Dataset entries:
+ + +
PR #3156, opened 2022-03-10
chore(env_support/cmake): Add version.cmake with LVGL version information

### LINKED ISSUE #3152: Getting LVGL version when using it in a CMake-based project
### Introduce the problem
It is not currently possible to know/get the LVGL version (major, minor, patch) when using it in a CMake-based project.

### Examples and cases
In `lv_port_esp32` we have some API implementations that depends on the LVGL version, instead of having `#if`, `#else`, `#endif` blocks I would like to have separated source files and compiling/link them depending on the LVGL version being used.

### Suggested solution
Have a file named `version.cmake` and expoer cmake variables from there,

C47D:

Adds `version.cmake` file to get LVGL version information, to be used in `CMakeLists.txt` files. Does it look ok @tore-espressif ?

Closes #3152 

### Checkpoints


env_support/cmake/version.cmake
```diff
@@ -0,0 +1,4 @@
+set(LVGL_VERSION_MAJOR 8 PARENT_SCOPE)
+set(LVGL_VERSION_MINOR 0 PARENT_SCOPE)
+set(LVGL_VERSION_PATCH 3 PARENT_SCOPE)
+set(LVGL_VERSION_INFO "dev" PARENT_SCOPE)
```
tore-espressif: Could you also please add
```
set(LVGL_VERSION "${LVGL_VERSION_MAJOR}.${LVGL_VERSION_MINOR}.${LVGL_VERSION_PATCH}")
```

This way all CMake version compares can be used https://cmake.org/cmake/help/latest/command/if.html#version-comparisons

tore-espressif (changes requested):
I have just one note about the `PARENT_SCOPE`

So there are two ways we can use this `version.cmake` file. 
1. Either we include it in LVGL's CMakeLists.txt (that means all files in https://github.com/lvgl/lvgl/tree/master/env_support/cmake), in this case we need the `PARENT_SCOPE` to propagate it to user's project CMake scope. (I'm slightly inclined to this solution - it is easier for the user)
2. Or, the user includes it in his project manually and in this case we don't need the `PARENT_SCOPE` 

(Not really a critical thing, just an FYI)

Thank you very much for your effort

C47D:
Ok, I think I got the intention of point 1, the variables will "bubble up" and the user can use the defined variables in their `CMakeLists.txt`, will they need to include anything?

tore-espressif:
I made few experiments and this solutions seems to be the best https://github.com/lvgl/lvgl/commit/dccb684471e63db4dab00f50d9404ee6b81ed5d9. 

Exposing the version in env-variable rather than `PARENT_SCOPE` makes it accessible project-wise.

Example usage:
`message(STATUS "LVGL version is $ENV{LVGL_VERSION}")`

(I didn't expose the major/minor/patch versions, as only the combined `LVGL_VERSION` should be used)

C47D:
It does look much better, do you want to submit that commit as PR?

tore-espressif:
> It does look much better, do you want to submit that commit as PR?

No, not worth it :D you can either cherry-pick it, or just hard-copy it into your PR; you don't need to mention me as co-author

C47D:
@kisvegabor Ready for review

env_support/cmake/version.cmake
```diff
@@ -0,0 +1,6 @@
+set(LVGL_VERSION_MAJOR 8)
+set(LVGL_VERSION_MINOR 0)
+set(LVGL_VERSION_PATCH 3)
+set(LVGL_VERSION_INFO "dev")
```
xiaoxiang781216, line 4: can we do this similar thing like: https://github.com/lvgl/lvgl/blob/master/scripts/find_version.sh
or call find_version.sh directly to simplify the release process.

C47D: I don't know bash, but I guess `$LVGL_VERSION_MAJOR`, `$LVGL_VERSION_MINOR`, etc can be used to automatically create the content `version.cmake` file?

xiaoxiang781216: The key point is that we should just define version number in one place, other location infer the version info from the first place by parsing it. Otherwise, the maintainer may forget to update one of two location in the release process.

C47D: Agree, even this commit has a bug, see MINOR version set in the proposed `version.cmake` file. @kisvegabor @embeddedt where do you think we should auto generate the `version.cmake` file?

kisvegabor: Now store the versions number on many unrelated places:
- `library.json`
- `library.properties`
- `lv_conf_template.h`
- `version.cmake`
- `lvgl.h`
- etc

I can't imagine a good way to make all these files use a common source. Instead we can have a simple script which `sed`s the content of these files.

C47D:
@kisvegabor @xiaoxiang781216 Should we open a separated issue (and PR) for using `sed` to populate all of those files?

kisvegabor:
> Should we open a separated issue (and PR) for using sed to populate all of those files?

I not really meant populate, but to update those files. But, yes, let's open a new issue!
+ + +
YOUR OBJECTIVE:
All lines with the string "CMakeLists" must be copied from the data.

REPLY:
Adds `version.cmake` file to get LVGL version information, to be used in `CMakeLists.txt` files. Does it look ok @tore-espressif ?
1. Either we include it in LVGL's CMakeLists.txt (that means all files in https://github.com/lvgl/lvgl/tree/master/env_support/cmake), in this case we need the `PARENT_SCOPE` to propagate it to user's project CMake scope. (I'm slightly inclined to this solution - it is easier for the user)
Ok, I think I got the intention of point 1, the variables will "bubble up" and the user can use the defined variables in their `CMakeLists.txt`, will they need to include anything?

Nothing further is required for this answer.